Monday, August 3, 2015

The Demands of Walking According to Light (4)



The first demand of walking according to light in Ephesians 5:11-14 is be separate, (v. 11a) and the second is that we are to take a stand (11b-13).

Third, we must not sleep in verse 14: Wherefore he saith, Awake thou that sleepest, and arise from the dead, and Christ shall give thee light.

Just as no light enters our eyes when we are asleep physically, likewise no spiritual light enters when we are asleep spiritually. So Paul commands awake thou that sleepest. Awake is egeirō. Used literally, it means “to rise from sleep, implying also the idea of rising up from the posture of sleep.” In Matthew 8:25, for example, where the terrified disciples came to Jesus “and awoke him, saying, Lord, save us: we perish,” we can picture them shaking Him awake and yanking Him up to his feet to do something. Used metaphorically, of course, it speaks of waking up from lethargy or sluggishness.

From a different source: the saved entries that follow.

PR #953, opened 2026-09-09
fix(deploy): block deploy:prod when a sidecar Worker is behind its source (#945)

### LINKED ISSUE #945: bv-whois deployed Worker is stale (last deploy 2026-05-20, predates #526): deploy after #935 and add a deploy:prod post-step / checklist line so it cannot drift again
## Summary

The live `bv-whois` Worker is stale, and nothing in the repo's deploy path would have caught it. `npm run deploy:prod` deploys the MCP Worker only; `packages/bv-whois` has its own `wrangler deploy` script that no root script, workflow, or checklist invokes — the same gap CLAUDE.md already documents for `bv-infra-probe`.

Measured 2026-09-09 from `packages/bv-whois`: `npx wrangler deployments list` shows the newest deployment at **2026-05-20T22:01Z** (10 deployments total, all 2026-05-14 → 2026-05-20). #526 — which added WHOIS-sourced dates and registrant privacy to the shim payload — merged **2026-07-20**. PR #935's implementer observed the same from the other side: the live bundle returns only `{registrar, registrarIanaId, source}`, no dates, so prod `.dk` lookups fall through to `whois_error`.

- `package.json:46` — `deploy:prod` = `check:deploy-freshness && check:release-integrity && build dns-checks && check:bindings && inject-private-config && brand-audit-schema-preflight && check:bindings:prod && wrangler deploy --config wrangler.production.jsonc`. No `bv-whois` step. `grep -n whois package.json` → nothing.
- `scripts/inject-private-config.cjs` — `grep -in whois` → nothing (it only merges bindings for the main Worker; `BV_WHOIS` is declared in `wrangler.jsonc:86-87` as a service binding to `bv-whois`).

I would submit, however, that both ideas are implicit. To illustrate, as most teenage boys, I remember my parents trying to wake me up from that deep teenage boy sleep, which enables them to peacefully sleep through a freight train thundering through their room. After finally waking me up and getting a response, one of them would five minutes later call again, “Are you awake?” at which time I would groggily answer, “Yes.” But was I? Of course not. I was conscious, but still in the position of sleep, far from awake, alert, and ready for the day.

The same is true spiritually. Many Christians are conscious—they profess Christ, go to Church, pray, and so forth. But many of them are not really awake, not really out of the posture of sleep, not alert and ready for the challenges and commands of Christian living. Oh, how we need to awake!

The words Wherefore he saith indicate that this verse is a quotation of something, and many commentators have wondered about the source. Some have speculated that is from the Apocrypha, which is ridiculous because neither Paul nor any other New Testament writer ever quotes the Apocrypha. After all, why would they?

Many others, however, think that these lines are from an early Christian hymn. While that might very well be true, there can be little doubt that they are based upon some Old Testament Scripture. This is obvious because Paul used the very same words, Wherefore he saith, back in 4:8, where he partially quotes Psalm 68:18. As John Eadie observes, “It would be quite contrary to Pauline usage to suppose that this formula introduced any citation but one from the Old Testament.”

What Old Testament Scripture, then, does Paul adapt here? Isaiah 60:1: “Arise, shine; for thy light is come, and the glory of the LORD is risen upon thee.” While some commentators say that there is little or no similarity between these two verses, the more one compares them the more likeness he sees. Because of the darkness of sin around them, the people of Israel were admonished to put on the light of Jehovah’s glory since they had not been doing so. Paul brings this admonition into the Church Age, perhaps using his own “free rendering” of it. What a terrible thing it is that there are Christians today who are barely discernable from lost people; quite often values, goals, motives, priorities, and basic attitudes are the same. As theologian and commentator Charles Hodge correlates the two verses: “In both, there is the call to those who are asleep or dead to rise and to receive the light, and there is the promise that Jehovah, Lord, or Christ (equivalent terms in the mind of the apostle) would give them light.”

Paul goes on to say that such Christians are actually dead. No, this doesn’t mean they are dead spiritually, rather it means they are dead effectively; that is, such Christians are not growing and have no practical vitality or useful witness. This verse is a call to repentance and renewed devotion to the Lord. If we do, Paul adds, Christ shall give [us] light. The implication is that He will give us even more light than we have; that is, He will illumine His Word that much more to our hearts and minds.

Dear Christian, are you asleep? Let us all wake up!